I don't understand why people want to turn riding into some kind of fashion show.... who gives a #$*& what it looks like, performance is everything.


----------



## Mudd (Apr 22, 2002)

Monohan said:


> Do you prefer a bike with a pierced down tube that looks like a nut sack with huge balls.
> 
> or
> 
> ...


Drop the bong dude!


----------



## fsrxc (Jan 31, 2004)

rmbnick said:


> the fact that it says giant turns me off


My X1 says Giant backwards on one side of the bike. You'd have to look in a mirror to get turned off.


----------



## captain spaulding (May 7, 2006)

sittingduck said:


> I don't understand why people want to turn riding into some kind of fashion show.... who gives a #$*& what it looks like, performance is everything.

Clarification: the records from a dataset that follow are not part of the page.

PR #138, opened 2026-07-01
bs-timebase

pasinponsww:


common/drivers/platform/stm32h7/st_timebase.cc
```diff
@@ -0,0 +1,194 @@
...
+bool HwTimebase::set_period(std::chrono::microseconds period)
+{
+    // Implementation for setting the period of the timebase
+    return true;
+}
+
+void HwTimebase::start()
+{
+    base_addr->CR1 |= TIM_CR1_CEN;
+}
```
kentnhong: Add check to see if timer period and freq were valid and was set before starting.

common/drivers/platform/stm32h7/st_timebase.h
```diff
@@ -0,0 +1,100 @@
...
+    /**
+    * @brief stop the timebase
+    */
+    void stop() override;
+
+    /**
+    * @brief get the current time in microseconds
+    * @return The current time in microseconds
+    */
+    uint64_t now_us() const override;
```
kentnhong: Clarify this is for getting the time since timer was started. Or give the function a better name.

common/drivers/platform/stm32h7/st_timebase.h
```diff
@@ -0,0 +1,100 @@
...
+
+    /**
+    * @brief get the elapsed time in microseconds since a given time
+    * @param since The starting time in microseconds
+    * @return The elapsed time in microseconds
+    */
+    uint32_t elapsed_us(uint32_t since) const override;
```
kentnhong: Give better name or example of usage.

common/drivers/platform/stm32h7/st_timebase.h
```diff
@@ -0,0 +1,100 @@
...
+class HwTimebase : public Timebase
+{
+public:
+    explicit HwTimebase(const StTimebaseParams& params);
+
+    /**
+    * @brief init the timebase with a specified tick period
+    * @param tick_period The period of the timebase ticks in microseconds
+    */
+    bool init(std::chrono::microseconds tick_period) override;
```
kentnhong: Don't have to set timer period here. Init can be solely for setting reg values not related to setting timer period and freq.

common/drivers/platform/stm32h7/st_timebase.h
```diff
@@ -0,0 +1,100 @@
...
+    * @return true if the timer frequency was set successfully, false otherwise
+    */
+    bool set_freq(uint32_t new_timer_freq, uint32_t pclk) override;
+
+    /**
+    * @brief Set the period of the desired timebase TIM channel
+    * @param period The desired period in microseconds
+    * @return true if the period was set successfully, false otherwise
+    */
+    bool set_period(std::chrono::microseconds period) override;
```
kentnhong, line 85: Can set a flag when freq and period are valid to indicate that its ok to start timer at the end of the functions. Similarly, reset flag to false in beginning of function so user cant start timer until period and freq are valid. Make sure timer is paused before setting new period and freq.

kentnhong (changes requested):

common/drivers/platform/stm32h7/st_timebase.h
pasinponsww: It's a getter

pasinponsww:
need only to test and we will see if it's working good or not or proof that it works as we setting a desire frequency and time period that we want.

common/drivers/platform/stm32h7/st_timebase.cc
```diff
@@ -0,0 +1,367 @@
...
+        !is_supported_timer(base_addr))
+    {
+        return false;
+    }
+
+    // If interrupts are not enabled, we cannot use the timebase
+    if (!enable_irq)
+    {
+        return false;
+    }
```
kentnhong, line 79: This is fine for now until we need to support using timers without interrupts. In other words, applications that directly check the overflow flag from the timer.

common/drivers/platform/stm32h7/st_timebase.cc
```diff
@@ -0,0 +1,367 @@
...
+
+    // Require an exact integer divider to achieve the desired counter frequency
+    if ((timer_input_hz % kDefaultCounterHz) != 0U)
+    {
+        return false;
+    }
+
+    // Calculate the divider to achieve a 1 MHz counter frequency (1 tick = 1 microsecond)
+    const uint32_t divider = timer_input_hz / kDefaultCounterHz;
```
kentnhong, line 88: This is fine for now, until we want to support more counter frequencies instead of hardcoding each tick to be 1us. Just keep that in mind.

common/drivers/platform/stm32h7/st_timebase.cc
```diff
@@ -0,0 +1,367 @@
...
+        return false;
+    }
+
+    // Disable the timer and its interrupt before configuration
+    base_addr->CR1 &= ~TIM_CR1_CEN;
+    base_addr->DIER &= ~TIM_DIER_UIE;
+
+    // Clear any pending interrupts and disable the NVIC interrupt for the timer
+    NVIC_DisableIRQ(irq);
+    NVIC_ClearPendingIRQ(irq);
```
kentnhong: Idk how I feel about coupling the IRQ controller to the timebase driver since not all timebase drivers necessarily use an IRQ controller. Usually we do all NVIC operations in the bsp file and before driver inits. This is so interrupts dont fire during the inits.

common/drivers/platform/stm32h7/st_timebase.cc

There's nothing wrong with having performance and good looks..


----------



## bighitboy (May 16, 2004)

hmmmmmmmm have people finally seen how nice these bikes are? i been sportn my X1 for awhile. hardly stock these days :thumbsup:


----------



## Monohan (Jun 28, 2007)

sittingduck said:


> I don't understand why people want to turn riding into some kind of fashion show.... who gives a #$*& what it looks like, performance is everything.


Well, in that case, the Reign destroys the SXT.

I've found the SXT to have a lot of pedal bob, and not so good on the hard square hits compared to Maestro bikes.


----------



## rm_racer (Feb 3, 2006)

when i first saw the reign i literally said holy sh!t that thing is mine! then, santa cruz unleashed the Bullit. but, my senses are coming back. seeing again how nice this bike is


----------



## bighitboy (May 16, 2004)

the X1 does have its problems...................these include "goodluck getting a chainguide budy" "My bearings like to poooo their panties" "man my anodized finish was done by a 12yr monkey on acid" i hope these problems get addressed for next year. btw, the Van 36 R is a piece of junk. i got a 66 RC2X and screamed the entire time as i batted softballs with the 36


----------



## rm_racer (Feb 3, 2006)

what chainguide tabs does the X have? ISCG or ISCG05?


----------



## snow-man (Aug 19, 2004)

Three letters...

FSR

Giants look nice....they have that going for them atleast
Sorry to say the big S still has 'em by the nuts.


----------



## danyiluska (Sep 20, 2006)

*...*

I want one...:ihih::arf:


----------



## Rover Nick (Jul 13, 2006)

They look ugly


----------



## MDJ (Jan 21, 2005)

Seeing these pics makes me feel even better about my SXT. Maybe if the SXT and a few other bikes weren't around I'd look at the Giant. I dunno...I just think psychologically I'd feel like a lesser rider if I was on a Giant, regardless of how good it may be. Kinda like a Cannondale. 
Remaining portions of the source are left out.